Eu gostaria de tornar esses nossos encontros cada vez mais profundos e
vibrantes. O primeiro, em absoluto, foi o dos diplomatas, um pouco
engomado. Agora, este dos jornalistas, com ainda mais razão depois das
cartas enviadas por Francisco e Bento XVI e publicadas no La Repubblica,
deveria ser um modelo mais dinâmico. Um debate incisivo, se for o caso,
em que se objeta, apresentam-se pontos de vista. Ou conselhos, não
necessariamente polêmicos, mas que sejam incisivos.
Na carta a Piergiorgio Odifreddi, Joseph Ratzinger escreve
precisamente que "a franqueza faz parte do diálogo". O senhor concorda?
É mais. Eu diria que, certas vezes, é necessário no interior do diálogo a especificação rigorosa. O gesto de Bento XVI
é uma lição, não somente para nós que trabalhamos no mundo da cultura,
mas também para a pastoral no sentido lato. O pastor não deve ter medo
de entrar na praça, no emaranhado da comunicação atual.
O que o senhor quer dizer?
Que o diálogo não deve constituir em si mesmo uma espécie de ONU,
de assembleia geral pela qual, no fim, se busca encontrar um acordo.
Também pode haver um confronto duro e cerrado, no reconhecimento das
diversidades. E deve haver cuidado, como a carta de Bento XVI
demonstra, ao competir entre si com contestações radicais, que às vezes
correm o risco de ser também esquemáticas ou superficiais.
Como irá se desenvolver o debate?
Ele foi concebido em três níveis. O primeira é o nosso, meu e de Scalfari (sorri). O dos cardeais...
Cardeal Scalfari?
Cardeal laico, então. Ele escreveu mais de uma vez sobre mim, porque sempre lia as minhas intervenções nos jornais.
Sobre o que vocês falarão?
Faremos o preâmbulo introdutório. Portanto, caberá aos diretores dos
jornais nos dois níveis reservados ao aprofundamento. Vou abordar a
informação religiosa, e também quero criticar um certo estilo. Depois,
eu gostaria de me deter na novidade de comunicação introduzida pelo Papa Francisco.
Bergoglio tem uma atração incrível sobre as pessoas.
Se você ler os discursos de Francisco, ele sempre procede por coordenadas. Enquanto Bento XVI é o triunfo da subordinada: que é o que mais nos agrada. Digamos, agrada a mim. Mas quando Bergoglio
lida com uma frase escrita, articulada, então ele corta, começa a
explicá-la. Repete-a quase de maneira brutal: "Nunca mais a guerra!". Ou
: "Ódio, não!".
E depois segue a imagem. É isso?
Segue o símbolo. Um componente capital da linguagem. Quem é capaz de
usar bem os símbolos convence. Por exemplo, essa história das
"periferias" sobre a qual o papa fala é um símbolo. Assim como o "cheiro
das ovelhas".
Ou a imagem da entrevista concedida à Civiltà Cattolica: "Eu vejo a Igreja como um hospital de campanha depois da batalha".
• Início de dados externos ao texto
PR #499, opened 2018-11-09
Add number of items created and date of the last one

mitogh:
Send into the ajax response the number of items created by the
recurrence rule, also returns the date of the last item created


mitogh:
- 'items_created' => has a number with the number of instances created.
- 'last_created_at' => string if has items `false` if '0` is the number of items above.

PR #503, opened 2018-11-09
Notification/events created

nealfennimore:
Adds in progress notice showing how many recurring events have been made and up to what point  https://d.pr/free/i/uMAJIf


mitogh:
Seems like some tests are failing.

É verdade, mais do que isso... Mas, veja, Cristo, para comunicar, já
usava a televisão e os tuítes. E os seus discursos são redacionais,
porque unem frases.
Em que sentido?
O Sermão da Montanha. Trata-se de uma série de
intervenções que Jesus fez em momentos diferentes: 35 parábolas. O que é
isso senão televisão? Ou o filho pródigo: que foge, come com os porcos,
desfruta com as prostitutas, depois volta. Lê-se um roteiro.
E os tuítes?
A primeira pregação de Cristo, se formos ao texto grego, em Mateus, é pouco mais do que 30 caracteres; incluindo os espaços, chegaremos a 40. Com Marcos,
um pouco mais longo, chegamos a 70-80. São tuítes. E está tudo ali. A
primeira pregação é a dimensão teológica em duas palavras: "O reino de
Deus está próximo. Convertei-vos".
A Igreja, portanto, deveria ser facilitada. Mas às vezes parece que ela não se deixa entender.
Essa é a tarefa. A Igreja, ao invés, se dispersou.
Mas agora, com Francisco, existe uma diferença.
Há um espírito novo. Vou lhe contar uma anedota. Algumas semanas
depois do conclave, eu caminhava ao longo do rio Tibre. Um carro se
aproximou sob os plátanos, um homem abriu o vidro e me disse: "Ah, eu
conheço o senhor. Veja, eu sou ateu, mas eu lhe digo: vocês foram bons,
vocês agiram com pressa, vocês elegeram um papa realmente em forma. Eu
continuo não acreditando em Deus. Mas... começo a ter algumas dúvidas
sobre a existência do Espírito Santo".
A escolha que recaiu sobre Bergoglio o tocou. Com nós,
jornalistas, ele dialoga face a face em um avião. Ele debate de maneira
epistolar com Eugenio Scalfari. Concede entrevistas. E Bento XVI, com a
sua carta em resposta ao livro de Odifreddi, também se abre ao debate.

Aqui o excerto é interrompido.